(Dataset entries)
_ _ _

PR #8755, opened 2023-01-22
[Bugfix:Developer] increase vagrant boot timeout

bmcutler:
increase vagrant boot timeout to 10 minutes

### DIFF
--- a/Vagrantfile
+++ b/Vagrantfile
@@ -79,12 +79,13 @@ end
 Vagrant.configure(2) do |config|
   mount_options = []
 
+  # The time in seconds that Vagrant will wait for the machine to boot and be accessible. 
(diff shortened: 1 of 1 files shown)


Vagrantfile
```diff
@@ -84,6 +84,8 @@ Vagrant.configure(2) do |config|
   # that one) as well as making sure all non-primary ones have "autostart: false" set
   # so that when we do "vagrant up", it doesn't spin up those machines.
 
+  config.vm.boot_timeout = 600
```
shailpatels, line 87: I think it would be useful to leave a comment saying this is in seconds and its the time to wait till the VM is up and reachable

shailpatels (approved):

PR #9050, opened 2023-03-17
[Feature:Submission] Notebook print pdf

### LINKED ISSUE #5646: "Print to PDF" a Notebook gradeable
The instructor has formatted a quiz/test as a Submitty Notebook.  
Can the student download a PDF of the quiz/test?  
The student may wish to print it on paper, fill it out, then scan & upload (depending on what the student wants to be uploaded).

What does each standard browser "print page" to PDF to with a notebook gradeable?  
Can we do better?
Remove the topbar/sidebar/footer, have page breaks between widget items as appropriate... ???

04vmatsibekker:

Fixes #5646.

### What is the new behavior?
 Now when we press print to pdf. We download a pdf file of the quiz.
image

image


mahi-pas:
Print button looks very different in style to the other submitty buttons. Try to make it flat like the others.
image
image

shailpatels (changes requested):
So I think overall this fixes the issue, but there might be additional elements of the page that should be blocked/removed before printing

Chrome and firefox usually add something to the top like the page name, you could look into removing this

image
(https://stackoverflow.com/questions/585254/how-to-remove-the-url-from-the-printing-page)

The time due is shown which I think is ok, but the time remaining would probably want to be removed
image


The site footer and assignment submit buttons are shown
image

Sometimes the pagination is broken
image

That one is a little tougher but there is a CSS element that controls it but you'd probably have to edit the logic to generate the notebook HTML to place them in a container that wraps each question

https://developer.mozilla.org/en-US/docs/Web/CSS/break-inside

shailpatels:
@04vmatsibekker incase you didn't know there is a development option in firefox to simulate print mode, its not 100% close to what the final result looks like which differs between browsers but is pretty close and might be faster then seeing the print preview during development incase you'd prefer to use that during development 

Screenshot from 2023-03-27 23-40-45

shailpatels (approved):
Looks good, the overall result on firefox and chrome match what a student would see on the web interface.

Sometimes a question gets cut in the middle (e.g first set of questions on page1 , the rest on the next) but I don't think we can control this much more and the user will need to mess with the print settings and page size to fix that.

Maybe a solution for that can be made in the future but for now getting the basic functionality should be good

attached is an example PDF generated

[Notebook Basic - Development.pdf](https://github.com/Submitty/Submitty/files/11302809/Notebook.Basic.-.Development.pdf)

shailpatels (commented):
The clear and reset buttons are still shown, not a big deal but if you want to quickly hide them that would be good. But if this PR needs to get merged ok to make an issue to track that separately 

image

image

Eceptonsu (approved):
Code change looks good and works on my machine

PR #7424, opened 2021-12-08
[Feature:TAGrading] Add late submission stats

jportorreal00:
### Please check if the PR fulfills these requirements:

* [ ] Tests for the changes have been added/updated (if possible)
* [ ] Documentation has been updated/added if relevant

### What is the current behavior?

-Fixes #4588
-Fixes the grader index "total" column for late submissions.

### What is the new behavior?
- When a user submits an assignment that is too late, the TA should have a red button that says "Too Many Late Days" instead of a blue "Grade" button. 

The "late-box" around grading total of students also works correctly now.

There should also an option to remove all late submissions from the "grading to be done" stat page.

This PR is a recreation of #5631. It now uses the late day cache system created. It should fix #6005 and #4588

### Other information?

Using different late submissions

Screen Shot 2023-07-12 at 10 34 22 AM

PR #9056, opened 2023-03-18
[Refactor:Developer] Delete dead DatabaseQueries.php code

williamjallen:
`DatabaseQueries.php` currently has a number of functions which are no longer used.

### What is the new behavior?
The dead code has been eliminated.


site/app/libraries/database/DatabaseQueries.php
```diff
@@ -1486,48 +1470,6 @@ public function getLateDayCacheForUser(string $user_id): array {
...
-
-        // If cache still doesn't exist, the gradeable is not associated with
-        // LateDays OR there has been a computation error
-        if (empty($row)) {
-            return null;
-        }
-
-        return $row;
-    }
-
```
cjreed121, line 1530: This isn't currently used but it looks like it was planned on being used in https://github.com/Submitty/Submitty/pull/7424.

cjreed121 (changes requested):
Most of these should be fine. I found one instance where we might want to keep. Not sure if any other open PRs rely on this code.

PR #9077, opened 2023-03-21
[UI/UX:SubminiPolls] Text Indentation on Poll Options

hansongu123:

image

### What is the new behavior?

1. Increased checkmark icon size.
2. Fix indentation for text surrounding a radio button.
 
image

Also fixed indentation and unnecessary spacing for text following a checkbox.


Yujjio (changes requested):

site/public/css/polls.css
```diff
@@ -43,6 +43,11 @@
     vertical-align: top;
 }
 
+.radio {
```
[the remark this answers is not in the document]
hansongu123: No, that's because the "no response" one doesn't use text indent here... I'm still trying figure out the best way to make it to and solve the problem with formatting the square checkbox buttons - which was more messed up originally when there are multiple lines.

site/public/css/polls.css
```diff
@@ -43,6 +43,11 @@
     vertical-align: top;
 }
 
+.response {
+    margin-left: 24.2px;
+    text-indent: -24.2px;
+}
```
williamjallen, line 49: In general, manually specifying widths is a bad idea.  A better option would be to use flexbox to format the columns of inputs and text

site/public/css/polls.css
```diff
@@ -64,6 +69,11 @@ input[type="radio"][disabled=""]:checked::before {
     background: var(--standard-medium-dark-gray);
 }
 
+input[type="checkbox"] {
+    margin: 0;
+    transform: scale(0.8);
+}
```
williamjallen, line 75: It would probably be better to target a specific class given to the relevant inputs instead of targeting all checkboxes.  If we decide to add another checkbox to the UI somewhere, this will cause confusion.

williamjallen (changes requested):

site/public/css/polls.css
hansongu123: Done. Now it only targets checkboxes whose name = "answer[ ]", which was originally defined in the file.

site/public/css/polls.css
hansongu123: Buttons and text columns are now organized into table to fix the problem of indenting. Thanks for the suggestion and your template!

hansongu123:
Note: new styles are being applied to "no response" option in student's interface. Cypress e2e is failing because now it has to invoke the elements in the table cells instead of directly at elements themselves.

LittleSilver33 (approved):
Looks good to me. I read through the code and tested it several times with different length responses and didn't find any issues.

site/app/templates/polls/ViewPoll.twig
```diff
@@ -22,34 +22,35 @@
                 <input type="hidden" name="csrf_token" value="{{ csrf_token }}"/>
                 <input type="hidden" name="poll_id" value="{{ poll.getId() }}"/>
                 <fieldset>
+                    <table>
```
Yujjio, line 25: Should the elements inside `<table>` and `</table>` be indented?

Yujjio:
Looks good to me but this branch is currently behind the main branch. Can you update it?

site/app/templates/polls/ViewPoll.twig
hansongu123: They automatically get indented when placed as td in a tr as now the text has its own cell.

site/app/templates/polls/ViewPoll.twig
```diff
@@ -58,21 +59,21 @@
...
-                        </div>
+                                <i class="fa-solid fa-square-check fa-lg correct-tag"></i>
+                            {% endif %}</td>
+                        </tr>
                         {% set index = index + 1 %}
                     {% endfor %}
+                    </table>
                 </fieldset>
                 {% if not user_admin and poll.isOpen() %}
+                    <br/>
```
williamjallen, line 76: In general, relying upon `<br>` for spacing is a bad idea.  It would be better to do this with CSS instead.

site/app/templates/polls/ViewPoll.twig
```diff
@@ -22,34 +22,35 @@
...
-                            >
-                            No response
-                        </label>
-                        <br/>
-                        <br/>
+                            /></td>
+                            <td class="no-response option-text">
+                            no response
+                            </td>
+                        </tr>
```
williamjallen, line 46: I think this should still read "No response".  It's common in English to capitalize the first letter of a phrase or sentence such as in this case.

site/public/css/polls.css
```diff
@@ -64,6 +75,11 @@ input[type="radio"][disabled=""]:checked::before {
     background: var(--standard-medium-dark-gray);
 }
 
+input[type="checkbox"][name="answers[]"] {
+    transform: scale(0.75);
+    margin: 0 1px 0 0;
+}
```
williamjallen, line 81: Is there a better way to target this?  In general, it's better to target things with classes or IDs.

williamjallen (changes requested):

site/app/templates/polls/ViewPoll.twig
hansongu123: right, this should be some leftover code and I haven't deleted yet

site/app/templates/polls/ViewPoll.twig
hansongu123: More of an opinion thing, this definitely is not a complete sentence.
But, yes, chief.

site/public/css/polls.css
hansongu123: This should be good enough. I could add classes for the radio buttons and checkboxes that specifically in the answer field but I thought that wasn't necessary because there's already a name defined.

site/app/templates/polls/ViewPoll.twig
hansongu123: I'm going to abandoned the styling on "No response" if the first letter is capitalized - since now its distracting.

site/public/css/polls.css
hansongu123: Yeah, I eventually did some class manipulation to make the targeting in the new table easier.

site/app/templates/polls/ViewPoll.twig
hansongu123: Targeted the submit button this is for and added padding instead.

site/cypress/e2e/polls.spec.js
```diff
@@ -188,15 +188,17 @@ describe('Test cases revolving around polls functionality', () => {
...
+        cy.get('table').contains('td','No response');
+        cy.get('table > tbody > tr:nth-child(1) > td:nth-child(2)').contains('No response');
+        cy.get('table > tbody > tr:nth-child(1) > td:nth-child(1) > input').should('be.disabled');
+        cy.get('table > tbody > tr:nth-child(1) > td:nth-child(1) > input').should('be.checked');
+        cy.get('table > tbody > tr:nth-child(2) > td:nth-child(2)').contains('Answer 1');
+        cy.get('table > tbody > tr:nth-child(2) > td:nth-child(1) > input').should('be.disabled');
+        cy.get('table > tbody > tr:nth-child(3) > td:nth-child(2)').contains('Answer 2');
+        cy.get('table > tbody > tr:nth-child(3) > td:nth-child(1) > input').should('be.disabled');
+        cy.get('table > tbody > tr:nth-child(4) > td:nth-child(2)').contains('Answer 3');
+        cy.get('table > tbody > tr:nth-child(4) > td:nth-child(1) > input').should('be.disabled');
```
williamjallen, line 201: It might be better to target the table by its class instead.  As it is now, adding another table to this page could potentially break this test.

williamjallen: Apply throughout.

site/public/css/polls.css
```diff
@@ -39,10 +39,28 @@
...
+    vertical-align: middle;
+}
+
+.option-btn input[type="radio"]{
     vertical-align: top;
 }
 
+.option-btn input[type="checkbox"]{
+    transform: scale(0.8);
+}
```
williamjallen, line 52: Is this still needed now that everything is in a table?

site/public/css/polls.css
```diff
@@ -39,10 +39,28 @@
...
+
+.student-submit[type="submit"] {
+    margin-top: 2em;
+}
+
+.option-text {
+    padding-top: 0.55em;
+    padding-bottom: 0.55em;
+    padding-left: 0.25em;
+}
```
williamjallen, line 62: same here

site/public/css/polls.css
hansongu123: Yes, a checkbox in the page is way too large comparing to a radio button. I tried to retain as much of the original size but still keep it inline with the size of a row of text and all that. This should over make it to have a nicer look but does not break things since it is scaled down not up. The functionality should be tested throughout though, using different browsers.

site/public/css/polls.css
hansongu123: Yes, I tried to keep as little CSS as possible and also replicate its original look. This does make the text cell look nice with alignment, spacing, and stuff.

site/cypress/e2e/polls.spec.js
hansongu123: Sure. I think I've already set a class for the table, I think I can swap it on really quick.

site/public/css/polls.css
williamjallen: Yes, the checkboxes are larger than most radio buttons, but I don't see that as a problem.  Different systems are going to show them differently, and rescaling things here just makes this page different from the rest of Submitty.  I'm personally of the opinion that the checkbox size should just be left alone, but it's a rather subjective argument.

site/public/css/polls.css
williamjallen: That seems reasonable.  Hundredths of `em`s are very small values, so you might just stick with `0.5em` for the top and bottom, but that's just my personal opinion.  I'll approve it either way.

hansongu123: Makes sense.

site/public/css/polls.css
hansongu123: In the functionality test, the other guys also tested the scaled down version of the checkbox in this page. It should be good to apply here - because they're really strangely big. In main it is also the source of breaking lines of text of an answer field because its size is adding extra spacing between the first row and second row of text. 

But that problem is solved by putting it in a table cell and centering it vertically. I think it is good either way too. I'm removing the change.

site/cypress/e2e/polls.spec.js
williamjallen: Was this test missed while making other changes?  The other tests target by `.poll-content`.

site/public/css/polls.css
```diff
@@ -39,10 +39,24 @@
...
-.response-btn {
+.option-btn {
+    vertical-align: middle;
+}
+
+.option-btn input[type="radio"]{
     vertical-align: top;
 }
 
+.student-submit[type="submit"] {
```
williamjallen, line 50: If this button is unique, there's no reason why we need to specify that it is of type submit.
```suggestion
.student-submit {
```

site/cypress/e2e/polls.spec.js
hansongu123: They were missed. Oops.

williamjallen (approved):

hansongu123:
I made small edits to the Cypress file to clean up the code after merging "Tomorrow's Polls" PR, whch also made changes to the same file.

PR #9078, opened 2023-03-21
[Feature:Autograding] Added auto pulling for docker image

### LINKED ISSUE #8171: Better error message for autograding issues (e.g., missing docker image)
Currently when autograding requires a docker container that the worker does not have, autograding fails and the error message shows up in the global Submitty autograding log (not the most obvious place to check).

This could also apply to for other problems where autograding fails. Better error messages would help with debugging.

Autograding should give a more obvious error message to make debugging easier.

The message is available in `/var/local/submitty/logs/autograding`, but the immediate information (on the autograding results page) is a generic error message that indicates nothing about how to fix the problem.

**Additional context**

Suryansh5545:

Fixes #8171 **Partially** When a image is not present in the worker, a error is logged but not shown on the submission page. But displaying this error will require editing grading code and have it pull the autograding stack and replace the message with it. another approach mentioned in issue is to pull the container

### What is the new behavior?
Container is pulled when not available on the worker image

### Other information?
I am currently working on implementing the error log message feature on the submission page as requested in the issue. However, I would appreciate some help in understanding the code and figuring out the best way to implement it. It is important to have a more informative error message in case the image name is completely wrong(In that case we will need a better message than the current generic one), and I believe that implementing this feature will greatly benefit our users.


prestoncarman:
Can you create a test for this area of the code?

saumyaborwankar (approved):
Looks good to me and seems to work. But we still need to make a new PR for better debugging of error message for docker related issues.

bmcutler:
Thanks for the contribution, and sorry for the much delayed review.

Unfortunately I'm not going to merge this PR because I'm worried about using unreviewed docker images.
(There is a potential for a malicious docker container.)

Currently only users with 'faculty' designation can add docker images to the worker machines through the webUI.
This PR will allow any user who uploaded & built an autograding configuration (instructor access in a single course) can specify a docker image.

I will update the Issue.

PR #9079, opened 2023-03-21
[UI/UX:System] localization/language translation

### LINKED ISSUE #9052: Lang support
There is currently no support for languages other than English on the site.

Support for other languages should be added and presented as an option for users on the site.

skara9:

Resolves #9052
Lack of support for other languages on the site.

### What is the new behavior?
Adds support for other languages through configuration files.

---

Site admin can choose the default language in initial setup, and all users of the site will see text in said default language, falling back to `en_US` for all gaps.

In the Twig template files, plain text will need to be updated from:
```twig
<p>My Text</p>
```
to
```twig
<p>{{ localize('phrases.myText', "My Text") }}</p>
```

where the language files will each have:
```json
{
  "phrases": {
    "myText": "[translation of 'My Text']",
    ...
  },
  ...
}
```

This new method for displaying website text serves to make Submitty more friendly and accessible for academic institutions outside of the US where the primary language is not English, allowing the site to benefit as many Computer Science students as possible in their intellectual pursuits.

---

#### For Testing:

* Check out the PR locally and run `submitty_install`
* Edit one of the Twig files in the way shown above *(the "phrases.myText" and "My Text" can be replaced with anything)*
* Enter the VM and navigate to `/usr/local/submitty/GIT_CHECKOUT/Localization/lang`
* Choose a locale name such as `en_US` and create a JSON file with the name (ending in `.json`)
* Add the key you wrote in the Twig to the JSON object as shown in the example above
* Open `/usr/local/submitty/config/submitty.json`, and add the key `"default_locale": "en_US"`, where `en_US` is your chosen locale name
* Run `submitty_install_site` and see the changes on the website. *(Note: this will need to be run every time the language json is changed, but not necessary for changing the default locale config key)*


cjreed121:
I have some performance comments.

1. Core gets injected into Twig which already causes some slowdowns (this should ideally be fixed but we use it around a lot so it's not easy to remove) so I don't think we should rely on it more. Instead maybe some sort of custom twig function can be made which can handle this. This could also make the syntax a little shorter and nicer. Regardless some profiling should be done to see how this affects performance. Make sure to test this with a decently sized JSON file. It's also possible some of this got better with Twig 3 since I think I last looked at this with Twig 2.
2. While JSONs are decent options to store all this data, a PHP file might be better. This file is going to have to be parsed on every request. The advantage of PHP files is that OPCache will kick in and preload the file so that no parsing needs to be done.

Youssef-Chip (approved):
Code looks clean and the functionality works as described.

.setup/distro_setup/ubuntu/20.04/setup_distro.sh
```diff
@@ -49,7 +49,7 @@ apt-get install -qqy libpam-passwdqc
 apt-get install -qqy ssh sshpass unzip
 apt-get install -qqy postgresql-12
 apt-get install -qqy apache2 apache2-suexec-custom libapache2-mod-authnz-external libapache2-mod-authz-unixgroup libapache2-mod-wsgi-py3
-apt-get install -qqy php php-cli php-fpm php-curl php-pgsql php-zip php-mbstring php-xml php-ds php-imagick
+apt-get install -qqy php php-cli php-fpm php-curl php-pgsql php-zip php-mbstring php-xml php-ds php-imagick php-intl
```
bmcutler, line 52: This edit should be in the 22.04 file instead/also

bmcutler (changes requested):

_ _ _

* EXERCISE DIRECTIONS
Go through the entries above and report every line in which the word "wait" appears.

* SOLUTION
+  # The time in seconds that Vagrant will wait for the machine to boot and be accessible. 
shailpatels, line 87: I think it would be useful to leave a comment saying this is in seconds and its the time to wait till the VM is up and reachable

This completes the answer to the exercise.